++++ Given data ++++

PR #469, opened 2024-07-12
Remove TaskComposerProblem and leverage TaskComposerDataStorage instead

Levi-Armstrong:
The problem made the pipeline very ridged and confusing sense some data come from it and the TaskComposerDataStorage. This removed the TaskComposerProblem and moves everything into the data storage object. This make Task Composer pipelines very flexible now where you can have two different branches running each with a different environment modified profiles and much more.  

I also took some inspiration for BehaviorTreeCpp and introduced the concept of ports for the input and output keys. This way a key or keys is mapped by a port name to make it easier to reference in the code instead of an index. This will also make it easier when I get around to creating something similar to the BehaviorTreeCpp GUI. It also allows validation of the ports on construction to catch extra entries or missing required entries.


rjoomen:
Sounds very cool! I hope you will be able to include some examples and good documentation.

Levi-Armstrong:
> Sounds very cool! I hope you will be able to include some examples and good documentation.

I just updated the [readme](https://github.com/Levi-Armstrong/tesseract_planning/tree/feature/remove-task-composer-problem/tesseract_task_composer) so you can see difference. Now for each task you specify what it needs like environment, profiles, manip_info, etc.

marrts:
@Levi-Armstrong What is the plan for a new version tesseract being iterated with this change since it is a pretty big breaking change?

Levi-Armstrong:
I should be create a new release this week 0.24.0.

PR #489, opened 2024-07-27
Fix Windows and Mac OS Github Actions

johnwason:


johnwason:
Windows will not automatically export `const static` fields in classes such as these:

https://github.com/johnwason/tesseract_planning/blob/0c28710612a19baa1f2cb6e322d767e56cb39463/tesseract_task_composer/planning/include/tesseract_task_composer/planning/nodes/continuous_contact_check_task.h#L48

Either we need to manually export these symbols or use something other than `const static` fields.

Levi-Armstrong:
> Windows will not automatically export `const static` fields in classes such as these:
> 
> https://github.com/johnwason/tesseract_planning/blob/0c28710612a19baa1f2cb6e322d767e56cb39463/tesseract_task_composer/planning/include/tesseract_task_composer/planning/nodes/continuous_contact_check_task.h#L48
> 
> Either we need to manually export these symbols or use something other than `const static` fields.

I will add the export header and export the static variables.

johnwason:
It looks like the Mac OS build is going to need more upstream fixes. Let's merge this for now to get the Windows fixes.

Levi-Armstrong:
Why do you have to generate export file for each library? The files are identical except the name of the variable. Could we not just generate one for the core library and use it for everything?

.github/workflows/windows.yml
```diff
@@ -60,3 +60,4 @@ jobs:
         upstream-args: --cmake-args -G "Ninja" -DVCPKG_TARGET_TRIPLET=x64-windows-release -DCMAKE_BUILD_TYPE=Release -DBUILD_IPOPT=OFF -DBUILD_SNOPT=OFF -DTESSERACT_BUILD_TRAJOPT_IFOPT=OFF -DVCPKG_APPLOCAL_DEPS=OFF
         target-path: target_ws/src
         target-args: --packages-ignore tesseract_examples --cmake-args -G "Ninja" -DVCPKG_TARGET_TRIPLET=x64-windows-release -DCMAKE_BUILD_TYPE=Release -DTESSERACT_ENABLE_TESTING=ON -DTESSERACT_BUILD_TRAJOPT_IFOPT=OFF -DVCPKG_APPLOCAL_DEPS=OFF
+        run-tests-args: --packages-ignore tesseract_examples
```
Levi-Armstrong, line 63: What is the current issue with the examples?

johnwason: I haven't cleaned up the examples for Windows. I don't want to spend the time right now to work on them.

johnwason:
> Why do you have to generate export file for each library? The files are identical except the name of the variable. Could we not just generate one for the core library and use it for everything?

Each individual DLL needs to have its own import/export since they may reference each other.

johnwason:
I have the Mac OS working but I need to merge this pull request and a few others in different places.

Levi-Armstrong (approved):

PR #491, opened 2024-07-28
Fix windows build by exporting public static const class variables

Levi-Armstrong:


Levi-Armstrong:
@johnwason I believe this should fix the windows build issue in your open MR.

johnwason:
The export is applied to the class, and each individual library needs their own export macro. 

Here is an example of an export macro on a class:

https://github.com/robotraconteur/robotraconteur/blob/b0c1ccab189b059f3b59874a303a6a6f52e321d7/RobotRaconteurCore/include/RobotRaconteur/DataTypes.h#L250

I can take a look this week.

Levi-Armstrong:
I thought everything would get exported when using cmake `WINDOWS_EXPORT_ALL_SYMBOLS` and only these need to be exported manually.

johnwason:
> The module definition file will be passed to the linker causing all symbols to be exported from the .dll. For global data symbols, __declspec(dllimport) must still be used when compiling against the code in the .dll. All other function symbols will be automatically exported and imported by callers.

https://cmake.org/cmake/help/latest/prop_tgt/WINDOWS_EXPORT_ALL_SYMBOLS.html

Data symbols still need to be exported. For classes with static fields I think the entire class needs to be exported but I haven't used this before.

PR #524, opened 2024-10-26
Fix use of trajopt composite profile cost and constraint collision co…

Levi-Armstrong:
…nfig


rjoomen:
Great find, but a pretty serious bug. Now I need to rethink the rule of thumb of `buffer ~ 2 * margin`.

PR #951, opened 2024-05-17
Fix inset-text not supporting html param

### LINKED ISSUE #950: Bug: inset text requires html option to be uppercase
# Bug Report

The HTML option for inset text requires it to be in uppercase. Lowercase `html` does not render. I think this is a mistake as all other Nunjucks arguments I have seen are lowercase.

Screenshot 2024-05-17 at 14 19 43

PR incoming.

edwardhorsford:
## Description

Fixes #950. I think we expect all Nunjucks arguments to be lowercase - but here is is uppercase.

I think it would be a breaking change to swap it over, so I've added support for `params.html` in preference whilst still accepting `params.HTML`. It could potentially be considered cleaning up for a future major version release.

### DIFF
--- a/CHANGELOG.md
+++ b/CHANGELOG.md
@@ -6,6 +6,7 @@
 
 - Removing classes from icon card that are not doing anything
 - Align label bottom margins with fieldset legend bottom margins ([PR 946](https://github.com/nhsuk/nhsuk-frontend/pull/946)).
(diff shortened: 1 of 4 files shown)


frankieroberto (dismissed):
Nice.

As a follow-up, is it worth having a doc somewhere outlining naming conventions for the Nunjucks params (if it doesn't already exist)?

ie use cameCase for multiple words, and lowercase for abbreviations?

++++
++++ Given data ++++

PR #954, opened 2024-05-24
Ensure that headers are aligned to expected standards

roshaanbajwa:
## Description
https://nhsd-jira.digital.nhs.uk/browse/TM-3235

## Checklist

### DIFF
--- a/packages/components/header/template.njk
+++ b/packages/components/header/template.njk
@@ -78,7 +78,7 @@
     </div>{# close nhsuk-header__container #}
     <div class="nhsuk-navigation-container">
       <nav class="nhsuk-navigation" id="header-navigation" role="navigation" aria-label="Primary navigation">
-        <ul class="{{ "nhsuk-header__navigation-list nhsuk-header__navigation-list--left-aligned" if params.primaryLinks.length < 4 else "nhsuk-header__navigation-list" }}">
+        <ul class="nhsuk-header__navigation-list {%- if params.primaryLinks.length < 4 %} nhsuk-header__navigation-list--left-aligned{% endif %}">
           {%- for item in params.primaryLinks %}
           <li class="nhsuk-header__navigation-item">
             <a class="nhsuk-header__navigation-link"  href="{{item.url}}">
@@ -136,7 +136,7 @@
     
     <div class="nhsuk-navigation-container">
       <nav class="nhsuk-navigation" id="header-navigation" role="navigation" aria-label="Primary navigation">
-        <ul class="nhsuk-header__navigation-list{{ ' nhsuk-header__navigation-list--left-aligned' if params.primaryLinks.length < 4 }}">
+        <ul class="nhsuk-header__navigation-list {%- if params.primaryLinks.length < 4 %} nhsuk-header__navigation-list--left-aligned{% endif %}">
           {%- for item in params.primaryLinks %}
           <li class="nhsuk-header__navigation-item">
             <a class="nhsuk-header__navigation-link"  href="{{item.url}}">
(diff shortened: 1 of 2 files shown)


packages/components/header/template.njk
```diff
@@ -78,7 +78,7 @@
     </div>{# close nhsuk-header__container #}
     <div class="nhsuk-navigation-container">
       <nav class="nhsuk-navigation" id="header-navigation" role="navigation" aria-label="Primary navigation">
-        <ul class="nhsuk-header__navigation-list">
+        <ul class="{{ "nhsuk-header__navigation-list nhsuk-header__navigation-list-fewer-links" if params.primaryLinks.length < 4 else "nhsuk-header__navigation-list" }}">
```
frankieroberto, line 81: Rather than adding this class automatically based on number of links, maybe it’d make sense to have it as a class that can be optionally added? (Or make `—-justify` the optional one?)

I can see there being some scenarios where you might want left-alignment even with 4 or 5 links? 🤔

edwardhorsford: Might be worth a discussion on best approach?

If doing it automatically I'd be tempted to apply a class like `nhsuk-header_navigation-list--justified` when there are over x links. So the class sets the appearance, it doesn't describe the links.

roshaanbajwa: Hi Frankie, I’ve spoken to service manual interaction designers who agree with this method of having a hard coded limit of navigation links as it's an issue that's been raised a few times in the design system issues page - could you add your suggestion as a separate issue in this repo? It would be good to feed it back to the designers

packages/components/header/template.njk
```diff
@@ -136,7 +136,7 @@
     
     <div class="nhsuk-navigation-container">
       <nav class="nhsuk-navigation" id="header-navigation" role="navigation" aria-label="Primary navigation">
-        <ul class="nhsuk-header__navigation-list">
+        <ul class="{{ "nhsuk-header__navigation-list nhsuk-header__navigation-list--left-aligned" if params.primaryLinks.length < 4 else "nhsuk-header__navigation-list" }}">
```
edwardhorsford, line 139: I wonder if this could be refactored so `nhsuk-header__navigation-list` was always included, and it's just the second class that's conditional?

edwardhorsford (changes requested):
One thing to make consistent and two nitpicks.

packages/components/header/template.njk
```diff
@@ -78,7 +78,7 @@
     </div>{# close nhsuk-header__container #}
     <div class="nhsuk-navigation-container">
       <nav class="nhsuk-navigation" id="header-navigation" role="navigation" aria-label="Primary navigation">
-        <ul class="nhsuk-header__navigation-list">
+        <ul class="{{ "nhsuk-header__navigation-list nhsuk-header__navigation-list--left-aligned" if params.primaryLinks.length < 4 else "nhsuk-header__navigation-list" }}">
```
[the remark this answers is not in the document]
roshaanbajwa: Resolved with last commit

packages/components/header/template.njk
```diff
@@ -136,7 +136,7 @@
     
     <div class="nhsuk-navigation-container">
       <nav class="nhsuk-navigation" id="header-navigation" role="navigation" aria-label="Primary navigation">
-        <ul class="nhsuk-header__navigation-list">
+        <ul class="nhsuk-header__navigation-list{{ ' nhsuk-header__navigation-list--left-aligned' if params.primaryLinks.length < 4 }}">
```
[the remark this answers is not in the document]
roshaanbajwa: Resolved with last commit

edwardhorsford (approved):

++++
++++ Given data ++++

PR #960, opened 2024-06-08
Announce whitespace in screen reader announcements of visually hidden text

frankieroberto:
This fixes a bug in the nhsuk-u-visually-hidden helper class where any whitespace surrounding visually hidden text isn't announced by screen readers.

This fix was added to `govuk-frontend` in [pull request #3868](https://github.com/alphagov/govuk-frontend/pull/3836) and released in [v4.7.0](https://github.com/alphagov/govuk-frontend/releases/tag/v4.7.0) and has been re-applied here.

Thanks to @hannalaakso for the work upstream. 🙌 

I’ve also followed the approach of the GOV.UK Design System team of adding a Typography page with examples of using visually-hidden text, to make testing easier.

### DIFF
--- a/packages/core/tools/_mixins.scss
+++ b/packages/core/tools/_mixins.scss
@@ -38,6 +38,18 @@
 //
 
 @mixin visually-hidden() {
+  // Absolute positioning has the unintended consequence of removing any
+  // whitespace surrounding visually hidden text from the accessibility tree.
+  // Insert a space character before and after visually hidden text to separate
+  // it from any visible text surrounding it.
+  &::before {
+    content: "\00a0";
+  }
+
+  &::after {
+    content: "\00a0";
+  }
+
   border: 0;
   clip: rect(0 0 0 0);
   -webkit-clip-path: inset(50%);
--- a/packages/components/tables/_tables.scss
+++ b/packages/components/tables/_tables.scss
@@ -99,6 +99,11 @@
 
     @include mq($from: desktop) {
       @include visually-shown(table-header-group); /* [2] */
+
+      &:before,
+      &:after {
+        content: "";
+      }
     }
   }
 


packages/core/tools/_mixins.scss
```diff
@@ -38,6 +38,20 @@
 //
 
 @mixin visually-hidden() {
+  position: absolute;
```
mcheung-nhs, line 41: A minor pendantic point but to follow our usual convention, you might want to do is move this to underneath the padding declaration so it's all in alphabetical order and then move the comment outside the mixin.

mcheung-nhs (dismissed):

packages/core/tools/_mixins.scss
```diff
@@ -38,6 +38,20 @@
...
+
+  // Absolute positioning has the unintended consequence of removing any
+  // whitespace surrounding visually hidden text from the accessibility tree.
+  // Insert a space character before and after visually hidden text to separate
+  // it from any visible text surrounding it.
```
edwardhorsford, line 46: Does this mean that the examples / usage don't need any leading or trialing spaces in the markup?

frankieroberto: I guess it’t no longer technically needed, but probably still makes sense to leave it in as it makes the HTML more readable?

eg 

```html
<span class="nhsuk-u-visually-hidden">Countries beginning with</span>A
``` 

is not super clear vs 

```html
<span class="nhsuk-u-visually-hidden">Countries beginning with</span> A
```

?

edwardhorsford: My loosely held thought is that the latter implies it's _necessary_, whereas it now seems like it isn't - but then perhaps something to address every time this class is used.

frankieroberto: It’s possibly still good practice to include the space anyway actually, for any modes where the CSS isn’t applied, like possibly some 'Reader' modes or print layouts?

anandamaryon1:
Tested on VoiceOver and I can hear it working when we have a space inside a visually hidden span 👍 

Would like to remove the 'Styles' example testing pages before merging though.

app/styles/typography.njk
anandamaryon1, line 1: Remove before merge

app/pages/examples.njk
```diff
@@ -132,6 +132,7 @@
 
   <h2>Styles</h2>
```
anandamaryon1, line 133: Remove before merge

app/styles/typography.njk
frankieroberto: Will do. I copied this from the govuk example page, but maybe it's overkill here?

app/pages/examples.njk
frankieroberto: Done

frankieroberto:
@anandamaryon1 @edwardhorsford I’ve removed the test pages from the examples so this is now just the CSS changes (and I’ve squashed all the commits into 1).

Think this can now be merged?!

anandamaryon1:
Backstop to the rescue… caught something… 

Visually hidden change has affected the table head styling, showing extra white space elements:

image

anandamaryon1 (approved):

++++

Find how many lines of the entries contain "govuk". Respond with the number only.

• _Task output_
2